PR #184, opened 2022-04-05
Create monthly costs fn

catherineholland1:
taking this from within a outpatient PR as a quick one to allow to work within A&E


Moohan:
Is this not the same as #183?

catherineholland1:
> Is this not the same as #183?

Yes @Moohan just checked sorry it was still on the outpatient branch and I got confused with the name change etc I didn't realise both the same - will delete this PR and branch

catherineholland1:
not needed

PR #187, opened 2022-04-06
add function to check the year format

Moohan:
New function to check the year type. The intention was to be used in a bit Jen has in Acute (fix C3 costs) but can be used elsewhere too. I had to modify some tests as it can't be properly used with a vector.


R/check_year_format.R
```diff
@@ -0,0 +1,44 @@
...
+#' @param format the format that year should be using. Default is "fyyear" for
+#' example `1718`, the other format available is "alternate" e.g. `2017`
+#'
+#' @return The year if the check passes, it will be converted to a character if
+#' not already.
+#' @export
+#'
+#' @examples
+#' year <- "1920"
+#' year <- check_year_format(year)
```
Moohan, line 13:
```suggestion
#' year <- check_year_format("1920")
```

R/check_year_format.R
```diff
@@ -0,0 +1,44 @@
...
+  } else if (format == "alternate") {
+    if (as.integer(first_part) != 20) {
+      rlang::abort(c(
+        "The year has been entered in the wrong format.",
+        "Try again using the alternate form, e.g. `2017`",
+        "Or use the function `convert_fyyear_to_year`."
+      ))
+    }
+  }
+
```
Moohan, line 42:
```suggestion
  if (format == "fyyear") {
    if (any(as.integer(first_part) + 1L != as.integer(second_part))) {
      rlang::abort(c(
        "The year has been entered in the wrong format.",
        "Try again using the standard form, e.g. `1718`",
        "Or use the function `convert_year_to_fyyear`."
      ))
    }
  } else if (format == "alternate") {
    if (any(as.integer(first_part) != 20)) {
      rlang::abort(c(
        "The year has been entered in the wrong format.",
        "Try again using the alternate form, e.g. `2017`",
        "Or use the function `convert_fyyear_to_year`."
      ))
    }
  }

```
┄┄┄┄┄┄┄┄┄┄
** Exercise brief **
Above are the records; retype them all without a single difference.

** Response **
PR #184, opened 2022-04-05
Create monthly costs fn

catherineholland1:
taking this from within a outpatient PR as a quick one to allow to work within A&E


Moohan:
Is this not the same as #183?

catherineholland1:
> Is this not the same as #183?

Yes @Moohan just checked sorry it was still on the outpatient branch and I got confused with the name change etc I didn't realise both the same - will delete this PR and branch

catherineholland1:
not needed

PR #187, opened 2022-04-06
add function to check the year format

Moohan:
New function to check the year type. The intention was to be used in a bit Jen has in Acute (fix C3 costs) but can be used elsewhere too. I had to modify some tests as it can't be properly used with a vector.


R/check_year_format.R
```diff
@@ -0,0 +1,44 @@
...
+#' @param format the format that year should be using. Default is "fyyear" for
+#' example `1718`, the other format available is "alternate" e.g. `2017`
+#'
+#' @return The year if the check passes, it will be converted to a character if
+#' not already.
+#' @export
+#'
+#' @examples
+#' year <- "1920"
+#' year <- check_year_format(year)
```
Moohan, line 13:
```suggestion
#' year <- check_year_format("1920")
```

R/check_year_format.R
```diff
@@ -0,0 +1,44 @@
...
+  } else if (format == "alternate") {
+    if (as.integer(first_part) != 20) {
+      rlang::abort(c(
+        "The year has been entered in the wrong format.",
+        "Try again using the alternate form, e.g. `2017`",
+        "Or use the function `convert_fyyear_to_year`."
+      ))
+    }
+  }
+
```
Moohan, line 42:
```suggestion
  if (format == "fyyear") {
    if (any(as.integer(first_part) + 1L != as.integer(second_part))) {
      rlang::abort(c(
        "The year has been entered in the wrong format.",
        "Try again using the standard form, e.g. `1718`",
        "Or use the function `convert_year_to_fyyear`."
      ))
    }
  } else if (format == "alternate") {
    if (any(as.integer(first_part) != 20)) {
      rlang::abort(c(
        "The year has been entered in the wrong format.",
        "Try again using the alternate form, e.g. `2017`",
        "Or use the function `convert_fyyear_to_year`."
      ))
    }
  }

```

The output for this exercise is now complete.